PR #2295, opened 2023-05-04
Add more options to playground, directives, format, etc

slorber:
This PR adds new useful options to have in the playground:

- format md: to easily test the output in CommonMark mode
- directive: to parse syntax such as `:::warning`
- rehype-raw: useful to reparse raw html string nodes to proper hast tree
- position: to easily strip noise from output AST

Note: I think it's better to not have positions in the AST by default, this creates useless noise and I doubt people use positions in the playground anyway.

CleanShot 2023-05-11 at 16 17 11

### DIFF
--- a/docs/_component/editor.client.js
+++ b/docs/_component/editor.client.js
@@ -22,10 +22,23 @@ import {lowlight} from 'lowlight/lib/core.js'
 import javascript from 'highlight.js/lib/languages/javascript'
 import json from 'highlight.js/lib/languages/json'
 import markdown from 'highlight.js/lib/languages/markdown'
+import {visit as visitEstree} from 'estree-util-visit'
 
 lowlight.registerLanguage('js', javascript)
 lowlight.registerLanguage('json', json)
 lowlight.registerLanguage('md', markdown)
+
+export function removePositionEsast(tree) {
+  visitEstree(tree, remove)
+  return tree
+
+  function remove(node) {
+    delete node.loc
+    delete node.start
+    delete node.end
+    delete node.range
+  }
+}
 
 function useMdx(defaults) {
   const [state, setState] = useState({...defaults, file: null})
@@ -61,7 +74,7 @@ function useMdx(defaults) {
         if (!config.position) {
           removePosition(file.data.mdast, {force: true})
           removePosition(file.data.hast, {force: true})
-          removePosition(file.data.esast, {force: true})
+          removePositionEsast(file.data.esast)
         }
       } catch (error) {
         const message =
--- a/docs/_component/editor.client.js
+++ b/docs/_component/editor.client.js
@@ -10,6 +10,7 @@ import remarkGfm from 'remark-gfm'
 import remarkFrontmatter from 'remark-frontmatter'
 import remarkDirective from 'remark-directive'
 import remarkMath from 'remark-math'
+import {removePosition} from 'unist-util-remove-position'
 import CodeMirror from 'rodemirror'
 import {basicSetup} from 'codemirror'
 import {markdown as langMarkdown} from '@codemirror/lang-markdown'
@@ -56,6 +57,12 @@ function useMdx(defaults) {
             recmaPlugins: [capture('esast')]
           })
         ).default
+
+        if (!config.position) {
+          removePosition(file.data.mdast, {force: true})
+          removePosition(file.data.hast, {force: true})
+          removePosition(file.data.esast, {force: true})
+        }
       } catch (error) {
         const message =
           error instanceof VFileMessage ? error : new VFileMessage(error)
@@ -108,6 +115,7 @@ export function Editor({children}) {
   const extensions = useMemo(() => [basicSetup, oneDark, langMarkdown()], [])
   const [state, setConfig] = useMdx({
     formatMd: false,
+    position: false,
     gfm: false,
     frontmatter: false,
     directive: false,
@@ -228,6 +236,19 @@ export function Editor({children}) {
               Use{' '}
               <a href="https://mdxjs.com/packages/mdx/#optionsformat">
                 <code>format: &apos;md&apos;</code>
+              </a>
+            </label>
+            <label>
+              <input
+                checked={state.position}
+                type="checkbox"
+                onChange={() =>
+                  setConfig({...state, position: !state.position})
+                }
+              />{' '}
+              Use{' '}
+              <a href="https://github.com/syntax-tree/unist#position">
+                <code>position</code>
               </a>
             </label>
           </form>
--- a/docs/_component/editor.client.js
+++ b/docs/_component/editor.client.js
@@ -10,6 +10,7 @@ import remarkGfm from 'remark-gfm'
 import remarkFrontmatter from 'remark-frontmatter'
 import remarkDirective from 'remark-directive'
 import remarkMath from 'remark-math'
+import {visit as visitEstree} from 'estree-util-visit'
 import {removePosition} from 'unist-util-remove-position'
 import CodeMirror from 'rodemirror'
 import {basicSetup} from 'codemirror'
@@ -22,7 +23,6 @@ import {lowlight} from 'lowlight/lib/core.js'
 import javascript from 'highlight.js/lib/languages/javascript'
 import json from 'highlight.js/lib/languages/json'
 import markdown from 'highlight.js/lib/languages/markdown'
-import {visit as visitEstree} from 'estree-util-visit'
 
 lowlight.registerLanguage('js', javascript)
 lowlight.registerLanguage('json', json)
--- a/docs/_component/editor.client.js
+++ b/docs/_component/editor.client.js
@@ -29,18 +29,6 @@ lowlight.registerLanguage('js', javascript)
 lowlight.registerLanguage('json', json)
 lowlight.registerLanguage('md', markdown)
 
-function removePositionEsast(tree) {
-  visitEstree(tree, remove)
-  return tree
-
-  function remove(node) {
-    delete node.loc
-    delete node.start
-    delete node.end
-    delete node.range
-  }
-}
-
 function useMdx(defaults) {
   const [state, setState] = useState({...defaults, file: null})
   const {run: setConfig} = useDebounceFn(
@@ -415,4 +403,16 @@ export function Editor({children}) {
       </Tabs>
     </div>
   )
+}
+
+function removePositionEsast(tree) {
+  visitEstree(tree, remove)
+  return tree
+
+  function remove(node) {
+    delete node.loc
+    delete node.start
+    delete node.end
+    delete node.range
+  }
 }
--- a/docs/_component/editor.client.js
+++ b/docs/_component/editor.client.js
@@ -29,7 +29,7 @@ lowlight.registerLanguage('js', javascript)
 lowlight.registerLanguage('json', json)
 lowlight.registerLanguage('md', markdown)
 
-export function removePositionEsast(tree) {
+function removePositionEsast(tree) {
   visitEstree(tree, remove)
   return tree
 
--- a/docs/_component/editor.client.js
+++ b/docs/_component/editor.client.js
@@ -5,7 +5,7 @@ import {VFile} from 'vfile'
 import {VFileMessage} from 'vfile-message'
 import {statistics} from 'vfile-statistics'
 import {reporter} from 'vfile-reporter'
-import {evaluate} from '@mdx-js/mdx'
+import {evaluate, nodeTypes} from '@mdx-js/mdx'
 import remarkGfm from 'remark-gfm'
 import rehypeRaw from 'rehype-raw'
 import remarkFrontmatter from 'remark-frontmatter'
@@ -60,7 +60,8 @@ function useMdx(defaults) {
       remarkPlugins.push(capture('mdast'))
 
       const rehypePlugins = []
-      if (config.rehypeRaw) rehypePlugins.push(rehypeRaw)
+      if (config.rehypeRaw)
+        rehypePlugins.push([rehypeRaw, {passThrough: nodeTypes}])
       rehypePlugins.push(capture('hast'))
 
       try {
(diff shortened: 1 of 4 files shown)


slorber:
BTW @wooorm adding this md option is useful for me to better understand how the md parser works.

Currently I'm facing a little Docusaurus issue where html tags are removed (or sanitized) from the output.

For example: 

```md

## HTML

### Styling

<span style="color: blue;">blue span</span>

<p style="color: green;">green p</p>

<button style="color: red;">red button</button>

<div style="border: solid; background-color: lime; padding: 10px">
  lime <span style="color: red; margin: 10px;">red</span>
</div>

### Embeds

### Images

#### Closed image tag:

<img src="/img/docusaurus.png"/>

#### Unclosed image tag:

<img src="/img/docusaurus.png">

### Iframe

<iframe src="/"/>

### Security

```md
<p>
  When pressing this button, no alert should be printed
  <button onClick="alert('unsafe');">Click me</button>
</p>
```

<p>
  When pressing this button, no alert should be printed
  <button onClick="alert('unsafe');">Click me</button>
</p>
```

<img width="899" alt="CleanShot 2023-05-04 at 19 30 12@2x" src="https://user-images.githubusercontent.com/749374/236282852-06bf5dba-b75f-496d-9f22-b724d13b30f9.png">


https://deploy-preview-8960--docusaurus-2.netlify.app/tests/pages/markdown-tests-md

---

I tried to use some options like 

```jsx
        remarkRehypeOptions: {
          allowDangerousHtml: true,
          passThrough: ['div', 'button', 'img', 'iframe', 'html'],
        },
```

But it doesn't seem to work, see https://github.com/facebook/docusaurus/pull/8960

Any idea how to allow arbitrary html tags? So far it seems only `<span>` is in the final output, but without the style attribute.

---

Also wondering about the default behavior: considering MDX is a language and already unsafe, doesn't it make sense to allow arbitrary tags in a similar unsafe way when compiling `.md` files through the MDX package? 

I mean, it makes sense to me that we get the same safety level for `.md` and `.mdx` files considering we pass the exact same plugin options. It's also easier to explain to users that by default it's not safe in both cases. Eventually, provide opt-in for the safety of `.md` files.

docs/_component/editor.client.js
```diff
@@ -198,6 +211,46 @@ export function Editor({children}) {
...
             </label>
+            <label>
+              <input
+                checked={state.directive}
+                type="checkbox"
+                onChange={() =>
+                  setConfig({...state, directive: !state.directive})
+                }
+              />{' '}
+              Use{' '}
```
remcohaszing, line 222: Nit: For such constructs I think it’s nicer to use a single text node:

```suggestion
              />
              {' Use '}
```

docs/_component/editor.client.js
```diff
@@ -198,6 +211,46 @@ export function Editor({children}) {
...
+                type="checkbox"
+                onChange={() =>
+                  setConfig({...state, formatMd: !state.formatMd})
+                }
+              />{' '}
+              Use{' '}
+              <a href="https://mdxjs.com/packages/mdx/#optionsformat">
+                <code>format: &apos;md&apos;</code>
+              </a>
+            </label>
```
remcohaszing, line 240: Maybe we should add a tooltip here to explain MDX infers this based on the input file extension by default. I think this option makes sense for the playground, but it’s best to discourage using this option.

Actually, maybe a radio button is more appropriate here than a checkbox, although the checkbox currently fits nice in the UI.

docs/_component/editor.client.js
slorber: kind of agree yes, but I just copied the constructs above and didn't want to refactor too much things at once 🤪 

CleanShot 2023-05-05 at 17 38 58@2x

docs/_component/editor.client.js
slorber: yes a radio or select can also work, open to change a bit the UI, not sure how to organize now that it's not just a list of remark plugins.

> but it’s best to discourage using this option.

Why? Docusaurus uses MDX and I think supporting a commonmark mode can help existing docs sites to adopt it more easily, ie to have something less strict running asap without a ton of compilation errors to fix

docs/_component/editor.client.js
```diff
@@ -53,6 +57,12 @@ function useMdx(defaults) {
             recmaPlugins: [capture('esast')]
           })
         ).default
+
+        if (!config.position) {
+          removePosition(file.data.mdast, {force: true})
+          removePosition(file.data.hast, {force: true})
+          removePosition(file.data.esast, {force: true})
```
slorber, line 64: BTW not sure this works for esast, is there a tool to remove esast positions to make exploring the AST more convenient?

I mean these nodes:

```js
"start": 68,
                                            "end": 75,
                                            "loc": {
                                              "start": {
                                                "line": 4,
                                                "column": 13,
                                                "offset": 68
                                              },
                                              "end": {
                                                "line": 4,
                                                "column": 20,
                                                "offset": 75
                                              }
                                            },
```

remcohaszing: You can try [`unist-util-position-from-estree`](https://github.com/syntax-tree/unist-util-position-from-estree).

docs/_component/editor.client.js
remcohaszing: Ah right, I didn’t notice. I think consistency is more important then.

docs/_component/editor.client.js
remcohaszing: > yes a radio or select can also work, open to change a bit the UI, not sure how to organize now that it's not just a list of remark plugins.

Let’s wait for @wooorm’s feedback, as I think he designed the website. I think it looks great already. :)

> > but it’s best to discourage using this option.
> 
> Why? Docusaurus uses MDX and I think supporting a commonmark mode can help existing docs sites to adopt it more easily, ie to have something less strict running asap without a ton of compilation errors to fix

This option changes whether files are treated as commonmark or MDX. Leaving it off, means this is inferred from the file extension. It’s not about strictness (although basically anything is technically valid markdown, but MDX has syntax errors). This option is useful when the file extension is unknown (such as in this playground), but I wouldn’t recommend it otherwise. I don’t know how Docusaurus uses it exactly though.

slorber: On my side, I find it helpful to understand the MDX compiler behavior when handling .md files. 

I'm not really saying the `format` option is useful or recommended, and would be fine if instead we had the ability to customize the file name for example, as long as I can easily get the AST for an input parsed with CommonMark compat.

---

Although it's not recommended, Docusaurus historically has many sites that use MDX with a `.md` extension. One of the first unexpected things people stumble upon while upgrading to MDX 2 is that some tags (images, videos... ) do not appear anymore. See feedback here: https://github.com/facebook/docusaurus/discussions/8469#discussioncomment-5804253

For this reason, it's likely I'll add an option `format: 'mdx'`, to allow our users to upgrade their MDX version without having to rename all their files at the same time.

docs/_component/editor.client.js
wooorm: @remcohaszing that only gets a position, it doesn’t clear start/end/loc

wooorm:
> I tried to use some options like […]

`passThrough` is for node types. There is no `button` node. That value is a tag name of an `element` node instead. There are `raw` nodes. Or `mdxJsEsm` nodes.

> Any idea how to allow arbitrary html tags? So far it seems only `<span>` is in the final output, but without the style attribute.

If `span` is there, then your question is answered: they are allowed. No options needed.
However, I do not see `span`. I don’t think there are any tags.

> Also wondering about the default behavior: considering MDX is a language and already unsafe, doesn't it make sense to allow arbitrary tags in a similar unsafe way when compiling .md files through the MDX package?

Tags are allowed. In MDX. But then they are JSX. You are not using the MDX language. You are using the markdown language. Which supports raw strings of HTML inside it.

No framework (react/preact/vue/whatever) understands strings of HTML, they don’t know what to do with them, to illustrate with a common example: `"<details><summary>"`, `"</summary>"`, and `"</details>"`.

The point of MDX is to *actually* parses JSX and markdown combined.
If you turn off MDX, and still want those strings, you need an HTML parser.
And you could just as well not use MDX. So we don’t by default.

If you want to support HTML in plain markdown, are happy to include more code, and to do more work, then you can use `rehype-raw`: https://github.com/mdx-js/mdx/blob/e77be3a0028761d238bef1ed6b0e66b794f9c320/packages/mdx/test/compile.js#L733-L746.

docs/_component/editor.client.js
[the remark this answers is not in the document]
slorber: >  Don’t “connect” it to an option. But allow people to choose whether the input is plain markdown or MDX

I'm not sure to understand what you mean here 😅 

Updated the PR to this UI

CleanShot 2023-05-10 at 18 05 59@2x

docs/_component/editor.client.js
```diff
@@ -198,6 +211,46 @@ export function Editor({children}) {
...
+                onChange={() =>
+                  setConfig({...state, directive: !state.directive})
+                }
+              />{' '}
+              Use{' '}
+              <a href="https://github.com/remarkjs/remark-directive">
+                <code>remark-directive</code>
+              </a>
+            </label>
+            <hr />
```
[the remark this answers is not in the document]
slorber: hr removed

docs/_component/editor.client.js
slorber: Replaced with:

```js
import {visit as visitEstree} from 'estree-util-visit'

export function removePositionEsast(tree) {
  visitEstree(tree, remove)
  return tree

  function remove(node) {
    delete node.loc
    delete node.start
    delete node.end
    delete node.range
  }
}
```

docs/_component/editor.client.js
remcohaszing: You can pass the filename. [`compile()`](https://mdxjs.com/packages/mdx/#compilefile-options) takes a VFile compatible. In fact, I recommend always passing a filename if possible. Some plugins may depend on it. For example the JSX dev runtime depends on it.

```js
await compile({
  value: '# Hello <strong>world</strong>!',
  path: '/home/me/hello.mdx'
})
```

I would also be cautious treating `.md` files as MDX. MDX treats certain constructs differently.

I.e. given the following content:

```markdown
<div>
  foo

  bar
</div>
```

In markdown, this is equivalent to the following HTML:

```html
<div> foo bar </div>
```

In MDX, this is equivalen to the following JSX:

```jsx
<div>
  <p>foo</p>
  <p>bar</p>
</div>
```

I understand it’s useful to add the option for migration purposes in Docusaurus.

---

> it’s best to discourage using this option.

I think this may have been misinterpreted. I means it’s best to discourage using this option in general, but there are definitely legitimate use cases. The playground, where there are no actual file names, is a good use case for such an option.

slorber:
Thanks @wooorm, was able to make it work in Docusaurus with rehype-raw + passThrough of MDX nodes (some remark plugins like admonition are producing those)

I added remark-raw as a playground option too because I think it can help understand better how it all works:

CleanShot 2023-05-11 at 16 22 38


---

Note: the latest version of rehype-raw still uses hast-util-raw@7 while latest version is @8 so I didn't get your enhanced MDX error message (https://github.com/syntax-tree/hast-util-raw/commit/8e7f703e4c5622c7ef7456bd77dcde3a432bd048)

wooorm:
> so I didn't get your enhanced MDX error message

Yep, soon! Always takes time to go through the entire ecosystem ;)

docs/_component/editor.client.js
```diff
@@ -163,6 +193,41 @@ export function Editor({children}) {
...
+                  type="radio"
+                  name="language"
+                  checked={!state.formatMd}
+                  onChange={() => {
+                    setConfig({...state, formatMd: false})
+                  }}
+                />{' '}
+                Use <code>MDX</code>
+              </label>
+              <span style={{margin: '1em'}}>{' | '}</span>
```
wooorm, line 208:
```suggestion
              <span style={{margin: '1em'}}>{' '}</span>
```

hmm I think the `|` looks a bit weird, but I don’t want to spend too much time on the design now and don’t care too much.
So this is optional. I want to improve the site some more soon anyway!

package.json
```diff
@@ -89,6 +89,7 @@
     "rehype-slug": "^5.0.0",
     "rehype-stringify": "^9.0.0",
     "remark-cli": "^11.0.0",
+    "remark-directive": "^2.0.1",
```
wooorm, line 92:
```suggestion
    "remark-directive": "^2.0.0",
```

Let’s stick with the style of using clear ranges (except if we know stuff breaks)!

wooorm (commented):
Some small nits, then ready to go! Appreciate your continued work!

docs/_component/editor.client.js
```diff
@@ -25,34 +29,56 @@ lowlight.registerLanguage('js', javascript)
...
-
       if (config.gfm) remarkPlugins.push(remarkGfm)
       if (config.frontmatter) remarkPlugins.push(remarkFrontmatter)
       if (config.math) remarkPlugins.push(remarkMath)
-
+      if (config.directive) remarkPlugins.push(remarkDirective)
       remarkPlugins.push(capture('mdast'))
 
+      const rehypePlugins = []
+      if (config.rehypeRaw) rehypePlugins.push(rehypeRaw)
```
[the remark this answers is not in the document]
slorber: Added the passThrough nodeTypes, looks like it works better for format "mdx" indeed 👍

docs/_component/editor.client.js
```diff
@@ -25,34 +29,56 @@ lowlight.registerLanguage('js', javascript)
 lowlight.registerLanguage('json', json)
 lowlight.registerLanguage('md', markdown)
 
+export function removePositionEsast(tree) {
```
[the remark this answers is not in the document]
wooorm: Yep, I mean, place it in the highest scope, at the bottom!

wooorm:
Sweeet, thanks for your continued work!
Commented to clarify that Q!

docs/_component/editor.client.js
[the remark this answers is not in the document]
slorber: Done 👍 

But It was already at the highest scope, and useMdx() is at the top. So we have one helper fn above and under the default exported component 🤪

wooorm (approved):

wooorm:
Awesome, thank you!!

^^^^^^^^

> Task: Keep to the lines above, from the first one through the line where "- position: to" appears, and copy them exactly.

> Written answer:
PR #2295, opened 2023-05-04
Add more options to playground, directives, format, etc

slorber:
This PR adds new useful options to have in the playground:

- format md: to easily test the output in CommonMark mode
- directive: to parse syntax such as `:::warning`
- rehype-raw: useful to reparse raw html string nodes to proper hast tree
- position: to easily strip noise from output AST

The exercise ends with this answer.